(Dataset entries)
PR #19311, opened 2021-02-02
media-libs/lsp-plugins: Add missing libglvnd[X] USE dependendency

simonvanderveldt:
Closes: https://bugs.gentoo.org/737536

### DIFF
--- a/media-libs/lsp-plugins/lsp-plugins-1.1.24.ebuild
+++ b/media-libs/lsp-plugins/lsp-plugins-1.1.24.ebuild
@@ -1,7 +1,9 @@
-# Copyright 2019-2020 Gentoo Authors
+# Copyright 2019-2021 Gentoo Authors
 # Distributed under the terms of the GNU General Public License v2
 
 EAPI=7
+
+inherit xdg
 
 DESCRIPTION="Linux Studio Plugins"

How to complete this task:
Reproduce every record, making sure each one stays exactly the same.

Your response:
PR #19311, opened 2021-02-02
media-libs/lsp-plugins: Add missing libglvnd[X] USE dependendency

simonvanderveldt:
Closes: https://bugs.gentoo.org/737536

### DIFF
--- a/media-libs/lsp-plugins/lsp-plugins-1.1.24.ebuild
+++ b/media-libs/lsp-plugins/lsp-plugins-1.1.24.ebuild
@@ -1,7 +1,9 @@
-# Copyright 2019-2020 Gentoo Authors
+# Copyright 2019-2021 Gentoo Authors
 # Distributed under the terms of the GNU General Public License v2
 
 EAPI=7
+
+inherit xdg
 
 DESCRIPTION="Linux Studio Plugins"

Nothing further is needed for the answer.